The elk is also known as the wapiti, a Shawnee word meaning white deer. When they first saw elk, the early settlers thought the animals were moose, so they called them elk which is a British word for moose.
Both bull and cow elk have a distinctive light-colored rump patch. Bulls can stand as tall as five feet at the shoulders.
Elk tracks are longer and more robust than those of deer. Scat is similar to deer scat, but much larger. It can be ¾ inch long. Elk also leave distinctive wallows where they dig into the ground with their hooves and antlers and wallow in the dirt.
During rutting season, elk will tear apart shrubs and saplings with their antlers. They also rub their antlers on small trees to remove the velvet. The antlers branch off from a main beam that can be up to five feet long.
An adult bull can weigh over 1000 pounds. They feed on plants, leaves, bark, grasses, grains, and also eat lichen. In winter, they eat buds, bark, and twigs.
Despite their large size, bulls can run 35 miles per hour. Both bulls and cows are good swimmers.
Elk are active at dusk and dawn and are frequently seen feeding in prairies during the day. Elk can also be nocturnal. They inhabit woods and pastures.
The rutting season occurs from August until November. During this time, the bulls join the cows in a herd. They are the most polygamous member of the deer family in America. A bull can collect a harem of up to 60 cows.
In the fall, rutting bulls bugle or whistle as a challenge to other bulls. The whistle can carry for long distances.

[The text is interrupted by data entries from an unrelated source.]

PR #3897, opened 2021-05-14
US126758 - Add custom early progress report app

jorge-ramirez-arredondo:
Part of https://rally1.rallydev.com/#/431372673576d/iterationstatus?detail=%2Fuserstory%2F519546414124&fdp=true?fdp=true

### DIFF
--- a/rollup/rollup-wc.config.js
+++ b/rollup/rollup-wc.config.js
@@ -96,6 +96,7 @@ const appFiles = [
 	'./node_modules/@brightspace-hmc/foundation-components/features/lti/d2l-lti-activity.js',
 	'./node_modules/d2l-activities/components/d2l-work-to-do/d2l-work-to-do.js',
 	'./node_modules/d2l-engagement-dashboard/engagement-dashboard.js',
+	'./node_modules/d2l-custom-early-progress-report/custom-early-progress-report.js',
 	'./web-components/d2l-activity-alignments.js',
 	'./web-components/d2l-activity-collections.js',
 	'./web-components/d2l-activity-editor.js',
--- a/.serge-mapping.json
+++ b/.serge-mapping.json
@@ -3,5 +3,6 @@
   "d2l-activities": "d2l-activities/activities.serge.json",
   "d2l-engagement-dashboard": "d2l-engagement-dashboard/insights-engagement-dashboard.serge.json",
   "@brightspace-hmc/foundation-components": "@brightspace-hmc/foundation-components/foundation-components.serge.json",
-  "d2l-cpd": "d2l-cpd/continuous-professional-development.serge.json"
+  "d2l-cpd": "d2l-cpd/continuous-professional-development.serge.json",
+  "d2l-custom-early-progress-report": "d2l-custom-early-progress-report/custom-early-progress-report.serge.json"
 }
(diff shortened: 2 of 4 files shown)


imcdonald-d2l:
Do we have serge setup in early progress tool? If so it looks like we might need to do this: https://github.com/Brightspace/brightspace-integration/blob/master/docs/web-components.md#lang-terms

jorge-ramirez-arredondo:
> Do we have serge setup in early progress tool? If so it looks like we might need to do this: https://github.com/Brightspace/brightspace-integration/blob/master/docs/web-components.md#lang-terms

Ah, yeah. I missed that. Just added it now.

imcdonald-d2l:
We shouldn't merge this until `custom-early-progress-report.js` is merged on your separate PR to be safe. That way we aren't referencing something that doesn't exist yet.

imcdonald-d2l (approved):

jorge-ramirez-arredondo:
> We shouldn't merge this until `custom-early-progress-report.js` is merged on your separate PR to be safe. That way we aren't referencing something that doesn't exist yet.

Do you mean in the custom-early-progress-report repo? There should be a `custom-early-progress-report.js` file in there already (just a sample component that is created with the template).

rollup/rollup-wc.config.js
```diff
@@ -96,6 +96,7 @@ const appFiles = [
 	'./node_modules/@brightspace-hmc/foundation-components/features/lti/d2l-lti-activity.js',
 	'./node_modules/d2l-activities/components/d2l-work-to-do/d2l-work-to-do.js',
 	'./node_modules/d2l-engagement-dashboard/engagement-dashboard.js',
+	'./node_modules/d2l-custom-early-progress-report/custom-early-progress-report.js',
```
imcdonald-d2l, line 99: In this PR you are adding `custom-early-progress-report.js` to `src/components/custom-early-progress-report.js`, we should adjust this so it references the proper file. 
https://github.com/Brightspace/custom-early-progress-report/pull/3/files#diff-aeed9368f0cb092cdbd223ba0aa48fc3a19e689b102eb50aa7942a404a80776b

imcdonald-d2l:
> > We shouldn't merge this until `custom-early-progress-report.js` is merged on your separate PR to be safe. That way we aren't referencing something that doesn't exist yet.
> 
> Do you mean in the custom-early-progress-report repo? There should be a `custom-early-progress-report.js` file in there already (just a sample component that is created with the template).

Yes, we should wait on [this PR](https://github.com/Brightspace/custom-early-progress-report/pull/3). See previous comment, no point creating two PRs in BSI if we can just merge one after your other work in early progress repo is merged.

rollup/rollup-wc.config.js
jorge-ramirez-arredondo: I didn't remove the file at the root though, I left it there as an entry point so that it could follow the pattern set by BSI:
https://github.com/Brightspace/custom-early-progress-report/pull/3/files#diff-49a3426eebcf59ecf1e368f39701b9f45b0febdd81e139fee0d8735fb2646511R1

I think doing it this way makes it so we don't have to worry about changes within the src folder messing up the BSI integration.

Now that I say that though, I guess the BSI entry point file could be renamed to better signal that.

Cows will leave the herd for about a week to bear their calves. They can have one or two calves, which weigh up to 40 pounds each. Calves can walk almost immediately after birth. Mountain lions and bears prey on the calves.
At one time, "elk's teeth," the two upper canine teeth, were valued as watch fob charms. An elk will mark territory by stripping the bark from saplings and rubbing the tree with its chin.